O coerente e desejado é que a condução desse processo ocorra com numa parceria entre governos e iniciativa privada.
Caso não haja um interessado específico em desenvolver esse estudo, a Empresa de Planejamento e Logística (EPL) pode ser suscitada a fazê-lo, já que o tema é de interesse estratégico nacional.
Quanto às áreas disponíveis, estudos feitos pela Fundação Tecnológica para o Desenvolvimento da Engenharia (FDTE) e a empresa Advanced Logistics Group (ALG), esta última financiada pelo Governo Espanhol, estudaram áreas da RMBS apropriadas para esse fim, em meados da década de 2010, todos de posse do Governo Federal.
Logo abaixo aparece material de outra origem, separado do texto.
PR #1146, opened 2023-06-12
Change wait for idle time to min value

amanjeetsingh150:
Modify the wait time to lower value


maestro-android/src/androidTest/java/dev/mobile/maestro/MaestroDriverService.kt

Ambas indicaram a área continental de Santos como a mais propícia, inclusive em curto prazo.
Quanto às restrições ambientais, a Lei Federal nº 11.248, de 22 de dezembro de 2006, conhecida como “Lei da Mata Atlântica”, que abrange essa área - como quase todo o litoral paulista, aliás - prevê o instituto da Declaração de Utilidade Pública (DUP), sendo que:
Art. 3º Consideram-se para os efeitos desta Lei: [...] VII - utilidade pública (grifo nosso): a) atividades de segurança nacional e proteção sanitária; b) as obras essenciais de infraestrutura de interesse nacional destinadas aos serviços públicos de transporte, saneamento e energia, declaradas pelo poder público federal ou dos Estados (grifo nosso); [...]
O comércio exterior é de interesse nacional, de forma que a logística e infraestrutura inerente também o são. Referendando essa tese, a Portaria nº 17 do Ministério da Infraestrutura, de 6 de janeiro de 2022, declarou de utilidade pública, para fins de supressão vegetal, empreendimento de interesse nacional, essencial à infraestrutura portuária, a ser implantado em área de 110 mil m2, dentro da Poligonal do Porto Organizado de Santos. Essa área é localizada na interface entre o terminal arrendado pela Brasil Terminal Portuário (BTP) e o futuro terminal de contêineres STS10.
A Poligonal do Porto Organizado de Santos foi alterada em 18 de janeiro de 2022, ampliando sua abrangência na área continental do município, o que potencializa DUPs no escopo da Portaria nº 17, mas nada impede que tal ocorra mesmo fora desse perímetro.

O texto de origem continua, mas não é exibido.